● **Work to be completed**:
Return only the stretch of the material below that begins with the line containing "### LINKED ISSUE" and ends with the line containing "Medplum server v5.1.11", exactly; both of those lines belong to it.

● **Material provided**:
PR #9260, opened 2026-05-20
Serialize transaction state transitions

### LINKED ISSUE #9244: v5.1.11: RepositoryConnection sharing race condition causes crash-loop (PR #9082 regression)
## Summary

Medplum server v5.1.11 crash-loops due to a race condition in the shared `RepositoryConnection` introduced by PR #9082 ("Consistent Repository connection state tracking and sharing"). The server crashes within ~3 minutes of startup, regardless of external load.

--

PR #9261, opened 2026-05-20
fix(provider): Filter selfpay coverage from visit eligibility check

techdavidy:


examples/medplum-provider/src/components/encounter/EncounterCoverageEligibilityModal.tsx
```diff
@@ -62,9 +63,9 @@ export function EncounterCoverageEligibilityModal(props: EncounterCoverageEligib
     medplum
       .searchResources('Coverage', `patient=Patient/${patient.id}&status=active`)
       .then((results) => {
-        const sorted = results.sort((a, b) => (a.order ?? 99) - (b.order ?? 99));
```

● **Solution to this task**:
### LINKED ISSUE #9244: v5.1.11: RepositoryConnection sharing race condition causes crash-loop (PR #9082 regression)
## Summary

Medplum server v5.1.11 crash-loops due to a race condition in the shared `RepositoryConnection` introduced by PR #9082 ("Consistent Repository connection state tracking and sharing"). The server crashes within ~3 minutes of startup, regardless of external load.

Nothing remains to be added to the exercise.